[Collected data entries]
<<<<

PR #5896, opened 2020-01-29
fix too many connection for oracle

ytetsuro:
I ran the following error when I ran about 3000 unit tests.

ORA-01000

The cause is that the cursor became huge because `oci_free_statement` was not performed.

This code reduced the oracle open cursor by a factor of ten.

I can't submit the actual test code, but I don't think this implementation will cause a bug.

I measured the number of cursors with the following SQL.

```
select   sid,   statistic#,   value from v$sesstat where statistic# = 5   and sid in (select sid from v$session where username ='test');
```

### DIFF
--- a/system/database/drivers/oci8/oci8_driver.php
+++ b/system/database/drivers/oci8/oci8_driver.php
@@ -682,6 +682,14 @@ class CI_DB_oci8_driver extends CI_DB {
 	 */
 	protected function _close()
 	{
+		if (is_resource($this->curs_id))
+		{
+			oci_free_statement($this->curs_id);
+		}
+		if (is_resource($this->stmt_id))
+		{
+			oci_free_statement($this->stmt_id);
+		}
 		oci_close($this->conn_id);
 	}
 
--- a/system/database/drivers/oci8/oci8_driver.php
+++ b/system/database/drivers/oci8/oci8_driver.php
@@ -686,10 +686,12 @@ class CI_DB_oci8_driver extends CI_DB {
 		{
 			oci_free_statement($this->curs_id);
 		}
+
 		if (is_resource($this->stmt_id))
 		{
 			oci_free_statement($this->stmt_id);
 		}
+
 		oci_close($this->conn_id);
 	}
 


ytetsuro:
The following is almost the same problem.

#5896

ytetsuro:
@narfbg 

This is a comment to another PR, but I will reply here because it is relevant here.

> My "delusion"?! I hope this is a language barrier problem.

I'm sorry.
I am very poor at English.
It may have inadvertently hurt you.
I'm very very sorry.

> I should still note that this screenshot shows an ORA-00604 error and not ORA-01000.

I think `ORA-00604` in my attached screenshot is caused by` ORA-01000`.
See inside the red frame.

スクリーンショット 2020-02-01 20 07 17

And this error was resolved in this PR.

narfbg:
OK, fair enough.

So ... following the long discussion in #5895, we decided to first see how this one should ideally be handled.
Ideal for me would be a way to eliminate `curs_id` and `stmt_id` altogether, and after some digging I found out that:

- `CI_DB_oci8_driver` only needs `stmt_id` (practically the equivalent of `result_id` in other drivers, dunno why it is named differently) for `affected_rows()` and possible error reporting. We can possibly cache the results for both.
- The oci8 driver has a custom `stored_procedure()` method that kind of relies on `stmt_id`, but:
  - Well, it's a custom method; it's not compatible with other drivers and I've long been looking for an excuse to either rewrite (to make compatibility possible) or remove it altogether.
  - Can likely be altered so it can open and close `stmt_id` by itself on the fly.
- `curs_id` is only created (by `get_cursor()`, another custom method) and never actually used by the driver, at all. `CI_DB_oci8_result` will try to use it *instead* of `stmt_id`, if it was previously created, but it is unclear if and how anybody uses that feature at all.
- `CI_DB_oci8_result` [sets `CI_DB_oci8_driver::$stmt_id` to false in its constructor](https://github.com/bcit-ci/CodeIgniter/blob/432c22ba111a4b3c5c2f96edbb47c22b0e7dbf36/system/database/drivers/oci8/oci8_result.php#L95), in practice taking it away from the `*driver` class control for read-type queries.

So ... We're again left with a situation where the patch attempts to free resources in `close()` while that may not be possible at all, yet you've measured that it actually does release a good amount of them.
Can you provide some insight into what your tests generally do (seeing as that's where you saw the problem).
Does the percentage of now released cursors correlate with the amount of write-type queries that you have? Do you maybe use `stored_procedure()` or `get_cursor()`?

ytetsuro:
> Can you provide some insight into what your tests generally do (seeing as that's where you saw the problem).
> Does the percentage of now released cursors correlate with the amount of write-type queries that you have? 
> Do you maybe use stored_procedure() or get_cursor()?

Investigate other questions, but provide the range you know.

> Can you provide some insight into what your tests generally do

I mostly use `query builder` except for complicated merge statements and select.
But I don't know if it's generally.
At least the tests that have failed are write-type queries using the `query builder`.

> (seeing as that's where you saw the problem)
> Does the percentage of now released cursors correlate with the amount of write-type queries that you have? 

Prepare a log in tearDown, measure it, and respond.

> Do you maybe use stored_procedure() or get_cursor()?

Not using.

ytetsuro:
@narfbg

> Ideal for me would be a way to eliminate curs_id and stmt_id altogether,

What about the following solution?
1. Create a class that holds `stmt_id` and `curs_id` (tentatively `oci8_statement`).
1. Instantiate `oci8_statement` when generating stmt_id or curs_id.
1. Refer to the latest `oci8_statement` with the __get magic method of oci8_driver.
1. Implement so that the destructor of `oci8_statement` releases stmt_id and curs_id.

narfbg:
I mean ... that's an option, but why go there if we can eliminate them instead?

> At least the tests that have failed are write-type queries using the `query builder`.

That's an indicator that we can release `$stmt_id` as soon as write-type queries are executed.

ytetsuro:
> I mean ... that's an option, but why go there if we can eliminate them instead?

`there` means my solution?

If `there` means my solution,
This is because `stmt_id` and` curs_id` can be excluded from `oci8_driver`.

ytetsuro:
@narfbg 

> Does the percentage of now released cursors correlate with the amount of write-type queries that you have?

For the percentage of cursors, there were many write-types.
However, there were a certain number of read-types.

My verification method is as follows.
The following shell script is executed for tearDownAfterClass.
Attach sum.log generated from shell script.

logger.sh
```shell
#!/bin/bash

sql+ -s / as sysdba @/vagrant/select_open_cursor.sql >> /vagrant/total_connection_count.log
sql+ -s / as sysdba @/vagrant/select_open_cursor.sql > /vagrant/connection_count.log
_read_sum=`cut -f 3 -d "," /vagrant/connection_count.log | grep -i -E '^SELECT' | wc -l`
_write_sum=`cut -f 3 -d "," /vagrant/connection_count.log | grep -i -E '^(INSERT|UPDATE|MERGE|DELETE|TRUNCATE)' | wc -l`
echo "$_read_sum,$_write_sum" >> /vagrant/sum.log
```

select_open_cursor.sql
```sql
set head off
set pagesize 0
set colsep ','
set linesize 9999

SELECT SID, USER_NAME, SQL_TEXT FROM V$OPEN_CURSOR WHERE USER_NAME <> 'SYS';
```

[sum.log](https://github.com/bcit-ci/CodeIgniter/files/4190240/sum.log)

Left column is read-type query.
Right column is write-type query.

narfbg:
Sure, it would be helpful to be able to compare the two logs.

ytetsuro:
> Sure, it would be helpful to be able to compare the two logs.

Attach the log with PR applied.

[pr_apply_sum.log](https://github.com/bcit-ci/CodeIgniter/files/4195962/pr_apply_sum.log)

narfbg:
Right, as I suspected it closes a majority of cursors for write-type queries. If you used `free_result()` on `CI_DB_oci8_result` objects after you're done with them, I'm sure the read-type ones will be dramatically reduced too.

I have a couple of ideas for how to automate both "branches", but quite a bit of tinkering will be required and it's probably best that I do that later myself, while just merging this and #5895 as a temporary measure for now.
Will get back to you after I give it some more thought.

ytetsuro:
OK.
Thanks response.

narfbg:
OK, I'll merge this and #5895 for now and I'll work on a better patch myself later.
But you'll need to make it compliant with the [styleguide](https://codeigniter.com/user_guide/general/styleguide.html) - after closing a brace, you must follow it with a single empty line before writing a new statement.

ytetsuro:
> But you'll need to make it compliant with the styleguide - after closing a brace, you must follow it with a single empty line before writing a new statement.

I'm sorry for the slow my response.

fixed.

kenjis:
@narfbg Could you merge this when you have time?

narfbg:
So, it's been quite awhile and I had to basically reinvent my ideas on this, so no guarantee that it's better than what I had originally thought, but still - as long as destructors work correctly, the last commit I linked here should drastically reduce garbage statement IDs, if not eliminate them completely. :)

If you can, please drop me a line when you have a chance to test this for yourselves.

ytetsuro:
@narfbg 

Thanks merged.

>>>>

- Work instruction: Every record listed above should be reproduced exactly.

- Answer for this exercise:
PR #5896, opened 2020-01-29
fix too many connection for oracle

ytetsuro:
I ran the following error when I ran about 3000 unit tests.

ORA-01000

The cause is that the cursor became huge because `oci_free_statement` was not performed.

This code reduced the oracle open cursor by a factor of ten.

I can't submit the actual test code, but I don't think this implementation will cause a bug.

I measured the number of cursors with the following SQL.

```
select   sid,   statistic#,   value from v$sesstat where statistic# = 5   and sid in (select sid from v$session where username ='test');
```

### DIFF
--- a/system/database/drivers/oci8/oci8_driver.php
+++ b/system/database/drivers/oci8/oci8_driver.php
@@ -682,6 +682,14 @@ class CI_DB_oci8_driver extends CI_DB {
 	 */
 	protected function _close()
 	{
+		if (is_resource($this->curs_id))
+		{
+			oci_free_statement($this->curs_id);
+		}
+		if (is_resource($this->stmt_id))
+		{
+			oci_free_statement($this->stmt_id);
+		}
 		oci_close($this->conn_id);
 	}
 
--- a/system/database/drivers/oci8/oci8_driver.php
+++ b/system/database/drivers/oci8/oci8_driver.php
@@ -686,10 +686,12 @@ class CI_DB_oci8_driver extends CI_DB {
 		{
 			oci_free_statement($this->curs_id);
 		}
+
 		if (is_resource($this->stmt_id))
 		{
 			oci_free_statement($this->stmt_id);
 		}
+
 		oci_close($this->conn_id);
 	}
 


ytetsuro:
The following is almost the same problem.

#5896

ytetsuro:
@narfbg 

This is a comment to another PR, but I will reply here because it is relevant here.

> My "delusion"?! I hope this is a language barrier problem.

I'm sorry.
I am very poor at English.
It may have inadvertently hurt you.
I'm very very sorry.

> I should still note that this screenshot shows an ORA-00604 error and not ORA-01000.

I think `ORA-00604` in my attached screenshot is caused by` ORA-01000`.
See inside the red frame.

スクリーンショット 2020-02-01 20 07 17

And this error was resolved in this PR.

narfbg:
OK, fair enough.

So ... following the long discussion in #5895, we decided to first see how this one should ideally be handled.
Ideal for me would be a way to eliminate `curs_id` and `stmt_id` altogether, and after some digging I found out that:

- `CI_DB_oci8_driver` only needs `stmt_id` (practically the equivalent of `result_id` in other drivers, dunno why it is named differently) for `affected_rows()` and possible error reporting. We can possibly cache the results for both.
- The oci8 driver has a custom `stored_procedure()` method that kind of relies on `stmt_id`, but:
  - Well, it's a custom method; it's not compatible with other drivers and I've long been looking for an excuse to either rewrite (to make compatibility possible) or remove it altogether.
  - Can likely be altered so it can open and close `stmt_id` by itself on the fly.
- `curs_id` is only created (by `get_cursor()`, another custom method) and never actually used by the driver, at all. `CI_DB_oci8_result` will try to use it *instead* of `stmt_id`, if it was previously created, but it is unclear if and how anybody uses that feature at all.
- `CI_DB_oci8_result` [sets `CI_DB_oci8_driver::$stmt_id` to false in its constructor](https://github.com/bcit-ci/CodeIgniter/blob/432c22ba111a4b3c5c2f96edbb47c22b0e7dbf36/system/database/drivers/oci8/oci8_result.php#L95), in practice taking it away from the `*driver` class control for read-type queries.

So ... We're again left with a situation where the patch attempts to free resources in `close()` while that may not be possible at all, yet you've measured that it actually does release a good amount of them.
Can you provide some insight into what your tests generally do (seeing as that's where you saw the problem).
Does the percentage of now released cursors correlate with the amount of write-type queries that you have? Do you maybe use `stored_procedure()` or `get_cursor()`?

ytetsuro:
> Can you provide some insight into what your tests generally do (seeing as that's where you saw the problem).
> Does the percentage of now released cursors correlate with the amount of write-type queries that you have? 
> Do you maybe use stored_procedure() or get_cursor()?

Investigate other questions, but provide the range you know.

> Can you provide some insight into what your tests generally do

I mostly use `query builder` except for complicated merge statements and select.
But I don't know if it's generally.
At least the tests that have failed are write-type queries using the `query builder`.

> (seeing as that's where you saw the problem)
> Does the percentage of now released cursors correlate with the amount of write-type queries that you have? 

Prepare a log in tearDown, measure it, and respond.

> Do you maybe use stored_procedure() or get_cursor()?

Not using.

ytetsuro:
@narfbg

> Ideal for me would be a way to eliminate curs_id and stmt_id altogether,

What about the following solution?
1. Create a class that holds `stmt_id` and `curs_id` (tentatively `oci8_statement`).
1. Instantiate `oci8_statement` when generating stmt_id or curs_id.
1. Refer to the latest `oci8_statement` with the __get magic method of oci8_driver.
1. Implement so that the destructor of `oci8_statement` releases stmt_id and curs_id.

narfbg:
I mean ... that's an option, but why go there if we can eliminate them instead?

> At least the tests that have failed are write-type queries using the `query builder`.

That's an indicator that we can release `$stmt_id` as soon as write-type queries are executed.

ytetsuro:
> I mean ... that's an option, but why go there if we can eliminate them instead?

`there` means my solution?

If `there` means my solution,
This is because `stmt_id` and` curs_id` can be excluded from `oci8_driver`.

ytetsuro:
@narfbg 

> Does the percentage of now released cursors correlate with the amount of write-type queries that you have?

For the percentage of cursors, there were many write-types.
However, there were a certain number of read-types.

My verification method is as follows.
The following shell script is executed for tearDownAfterClass.
Attach sum.log generated from shell script.

logger.sh
```shell
#!/bin/bash

sql+ -s / as sysdba @/vagrant/select_open_cursor.sql >> /vagrant/total_connection_count.log
sql+ -s / as sysdba @/vagrant/select_open_cursor.sql > /vagrant/connection_count.log
_read_sum=`cut -f 3 -d "," /vagrant/connection_count.log | grep -i -E '^SELECT' | wc -l`
_write_sum=`cut -f 3 -d "," /vagrant/connection_count.log | grep -i -E '^(INSERT|UPDATE|MERGE|DELETE|TRUNCATE)' | wc -l`
echo "$_read_sum,$_write_sum" >> /vagrant/sum.log
```

select_open_cursor.sql
```sql
set head off
set pagesize 0
set colsep ','
set linesize 9999

SELECT SID, USER_NAME, SQL_TEXT FROM V$OPEN_CURSOR WHERE USER_NAME <> 'SYS';
```

[sum.log](https://github.com/bcit-ci/CodeIgniter/files/4190240/sum.log)

Left column is read-type query.
Right column is write-type query.

narfbg:
Sure, it would be helpful to be able to compare the two logs.

ytetsuro:
> Sure, it would be helpful to be able to compare the two logs.

Attach the log with PR applied.

[pr_apply_sum.log](https://github.com/bcit-ci/CodeIgniter/files/4195962/pr_apply_sum.log)

narfbg:
Right, as I suspected it closes a majority of cursors for write-type queries. If you used `free_result()` on `CI_DB_oci8_result` objects after you're done with them, I'm sure the read-type ones will be dramatically reduced too.

I have a couple of ideas for how to automate both "branches", but quite a bit of tinkering will be required and it's probably best that I do that later myself, while just merging this and #5895 as a temporary measure for now.
Will get back to you after I give it some more thought.

ytetsuro:
OK.
Thanks response.

narfbg:
OK, I'll merge this and #5895 for now and I'll work on a better patch myself later.
But you'll need to make it compliant with the [styleguide](https://codeigniter.com/user_guide/general/styleguide.html) - after closing a brace, you must follow it with a single empty line before writing a new statement.

ytetsuro:
> But you'll need to make it compliant with the styleguide - after closing a brace, you must follow it with a single empty line before writing a new statement.

I'm sorry for the slow my response.

fixed.

kenjis:
@narfbg Could you merge this when you have time?

narfbg:
So, it's been quite awhile and I had to basically reinvent my ideas on this, so no guarantee that it's better than what I had originally thought, but still - as long as destructors work correctly, the last commit I linked here should drastically reduce garbage statement IDs, if not eliminate them completely. :)

If you can, please drop me a line when you have a chance to test this for yourselves.

ytetsuro:
@narfbg 

Thanks merged.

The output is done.